If you did not claim the exemption in past years because of this same issue, you can amend your tax return to claim the exemption and extra refund, and the IRS will launch the same investigative process for those prior years.  You can go back as far as the 2012 tax year (which was filed in early 2013).

Level 15
May 31, 2019 5:02:02 PM

If somebody else in your household, e.g. the child's grandparent, wants to claim the child, instead of you, the rule is the same: they just file a paper return*, claiming the child and the IRS sorts it out later. The grandparent that lives with the child has a higher priority claim than a father that does not live with the child.

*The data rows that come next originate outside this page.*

PR #377, opened 2023-05-03
[ENH] refactor _threads_to_use to _n_jobs

### LINKED ISSUE #102: [ENH] refactor BaseClassifier attribute _threads_to_use to _n_jobs

way back when, the internal copy of number of jobs in the BaseClassifier was set to be _threads_to_use (I think this was my bad). It should be _n_jobs to be consistent with other notation. Refactoring touches a lot of files, but also highlights that many classifiers are using their child class n_jobs  variable rather than the parent class _n_jobs. Thus it becomes more disruptive and dangerous to refactor,. See here
https://github.com/scikit-time/scikit-time/pull/101
I have closed the above PR while other large changes go on and just raised the issue here to be solved once the code base settles down.

TonyBagnall:
#### Reference Issues/PRs

fixes #102 

Simple refactor of _n_threads_to_use to _n_jobs

### DIFF
--- a/setup.cfg
+++ b/setup.cfg
@@ -12,6 +12,14 @@ addopts =
     --ignore examples
     --ignore docs
     --doctest-modules
+    --durations 10
+    --timeout 600
+    --cov aeon
+    --cov-report xml
+    --cov-report html
+    --showlocals
+    --matrixdesign True
+    -n auto
 filterwarnings =
     ignore::UserWarning
     ignore:numpy.dtype size changed
--- a/setup.cfg
+++ b/setup.cfg
@@ -12,14 +12,6 @@ addopts =
     --ignore examples
     --ignore docs
     --doctest-modules
-    --durations 10
-    --timeout 600
-    --cov aeon
-    --cov-report xml
-    --cov-report html
-    --showlocals
-    --matrixdesign True
-    -n auto
 filterwarnings =
     ignore::UserWarning
     ignore:numpy.dtype size changed
--- a/aeon/classification/base.py
+++ b/aeon/classification/base.py
@@ -53,7 +53,7 @@ class BaseClassifier(BaseEstimator, ABC):
     _X_metadata         : metadata/properties of X seen in fit
     _class_dictionary   : dictionary mapping classes_ onto integers
         0...``n_classes_``-1.
-    _threads_to_use     : number of threads to use in ``fit`` as determined by
+    _n_jobs     : number of threads to use in ``fit`` as determined by
         ``n_jobs``.
     _estimator_type     : string required by sklearn, set to "classifier"
     """
@@ -76,7 +76,7 @@ class BaseClassifier(BaseEstimator, ABC):
         self.fit_time_ = 0  # time elapsed in last fit call
         self._X_metadata = []  # metadata/properties of X seen in fit
         self._class_dictionary = {}
-        self._threads_to_use = 1
+        self._n_jobs = 1
 
         # required for compatibility with some sklearn interfaces e.g.       #
         # CalibratedClassifierCV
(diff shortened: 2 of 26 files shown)


setup.cfg
```diff
@@ -12,14 +12,6 @@ addopts =
...
     --ignore docs
     --doctest-modules
-    --durations 10
-    --timeout 600
-    --cov aeon
-    --cov-report xml
-    --cov-report html
-    --showlocals
-    --matrixdesign True
-    -n auto
```
MatthewMiddlehurst, line 22: The classic

MatthewMiddlehurst (changes requested):

patrickzib:
Hey @TonyBagnall , thanks a lot for touching these again! It is a monster.

I am afraid we are not there yet. There are quite a few classes using `self.n_jobs`. 

For the base classes, I do not even understand where the variable `self.n_jobs` was set (possibly being a bug?):

- Clustering: https://github.com/aeon-toolkit/aeon/blob/e7e4592f6135f4fe3c5cb220a60541002719ec5f/aeon/clustering/base.py#L71

- Classification:  https://github.com/aeon-toolkit/aeon/blob/e7e4592f6135f4fe3c5cb220a60541002719ec5f/aeon/regression/base.py#L153

- Regression: https://github.com/aeon-toolkit/aeon/blob/e7e4592f6135f4fe3c5cb220a60541002719ec5f/aeon/regression/base.py#L153


IMO: it would be best to refactor all occurrences of `self.n_jobs` to `self._n_jobs`, too, and there are > 100 occurrences of self.n_jobs :/

patrickzib:
Sorry, if I am missing something. But how is `self.n_jobs` initialized in these base classes?

setup.cfg
TonyBagnall: every. bloody. time. :)

patrickzib:
If we agree on something that is meaningful, I can pick it up and do the changes to the estimators.

Could you explain the logic behind self.n_jobs for me? It seems like a FK twist.

Right now, it seems like every estimator has to set `self.n_jobs` from the same parameter passed to the class - next, each base-class checks  `self.n_jobs` and sets it to `self._n_jobs`. Yet, most classifiers still use `self.n_jobs`, as they are not aware, that the base class set `self._n_jobs`.

MatthewMiddlehurst:
This was actually me. I put it in the base class to avoid coping the check method in every estimator. I feel having a method will just run into the same issue of people using the estimator `self.n_jobs` over it.

Can either make people process `self.n_jobs` in their own estimator, or just document better/mention it in reviews.

TonyBagnall:
> 

I dont feel too strongly about it, but I think it should probably all be dealt with in the base class and also be a base class parameter. That or take it out of base class, its neither one nor the other at the moment.

TonyBagnall:
> 

if we defaulted it to None in the base class it would then fail tests if people reset it in their subclasses?

TonyBagnall:
what do you think @patrickzib ? Do this PR now and sort out later or close this PR and fix all together? I'm fine either way, I just dont like PRs having around :)

MatthewMiddlehurst:
I think we should merge this and create a separate issue to convert classifiers/regressors which use `self.n_jobs`. I think the new name is better.

It's difficult to enforce the usage of `check_n_jobs`/`self._n_jobs` other than by review and documentation IMO. I think the current base class way works fine in reducing the amount of copied boilerplate, it just has a bad name.

MatthewMiddlehurst:
Can go through each estimator and change it in this PR also, I don't mind. Not sure how much work/extra file changes that would be though.

MatthewMiddlehurst (approved):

*including amended prior year returns if appropriate.

Level 15
May 31, 2019 5:02:04 PM

There is a way to split the tax benefits. For future negotiations with the other parent (and maybe even for this & prior years) the following info may be of use:

 There is a special rule in the case of divorced & separated (including never married) parents. When the non-custodial parent is claiming the child as a dependent/exemption/child tax credit; the custodial parent is still allowed to claim the same child for Earned Income Credit, Head of Household filing status, and day care credit. This "splitting of the child" is not available to parents who lived together at any time during the last 6 months of the year; then only one of you can claim the child for any tax reasons. The tax benefits may not be split in any other manner.

Note in particular that the non-custodial parent can never claim the Earned Income Credit, Head of Household filing status or the day care credit, based on that child, even when the custodial parent has released the exemption to him.